(Stored data entries)
======
PR #81, opened 2026-05-13
fix: remove early length exit from timingSafeEqStr

### LINKED ISSUE #72: [Security][Low] Timing oracle in download token verification — early length exit before constant-time compare
## Severity: Low
**File:** `backend/src/lib/downloadTokens.ts:39-41`
**CWE:** CWE-208 — Observable Timing Discrepancy
**OWASP:** A02:2021 — Cryptographic Failures

## Description
The HMAC comparison function exits early if the string lengths differ, before reaching the constant-time comparison:

```typescript
function timingSafeEqStr(a: string, b: string): boolean {
    if (a.length !== b.length) return false;  // early exit — timing leak
    return crypto.timingSafeEqual(Buffer.from(a), Buffer.from(b));
}
```

## Impact
A network-positioned attacker can distinguish "wrong length" responses from "correct length but wrong value" responses by measuring timing. In practice, SHA-256 always produces 32 bytes → 43-char base64url, so this leaks no useful information for standard token forgery attempts. The risk is low and theoretical, but the pattern violates the contract of a constant-time comparison and should be corrected.

## Fix
Remove the early length check. Perform the comparison unconditionally, padding to equal length:

```typescript
function timingSafeEqStr(a: string, b: string): boolean {
    const aBuf = Buffer.from(a);
    const bBuf = Buffer.alloc(aBuf.length);
    Buffer.from(b).copy(bBuf);
    // Compare in constant time; also verify lengths match
    return crypto.timingSafeEqual(aBuf, bBuf) && a.length === b.length;
}
```

**Remediation tier:** Backlog — low priority, no immediate exploit path.

bmersereau:
## Summary
- `timingSafeEqStr` returned `false` immediately when string lengths differed, before calling `crypto.timingSafeEqual` — violating the constant-time contract and creating a theoretical timing oracle
- Fixed by always running the constant-time comparison first (on zero-padded buffers), then checking length equality afterward
- In practice, all SHA-256 base64url signatures are 43 characters so this gap has no real exploit path for standard tokens; this is a defense-in-depth fix for the pattern

Closes #72

## Changes
- `backend/src/lib/downloadTokens.ts` — early length check removed; `timingSafeEqStr` now pads the shorter buffer and runs `timingSafeEqual` unconditionally before length verification; exported for testability
- `backend/src/lib/__tests__/timingSafeEq.test.ts` — 5 unit tests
======
THE PROBLEM: The lines above that hold the word "lengths" should be found and copied out.

ANSWER:
The HMAC comparison function exits early if the string lengths differ, before reaching the constant-time comparison:
    // Compare in constant time; also verify lengths match
- `timingSafeEqStr` returned `false` immediately when string lengths differed, before calling `crypto.timingSafeEqual` — violating the constant-time contract and creating a theoretical timing oracle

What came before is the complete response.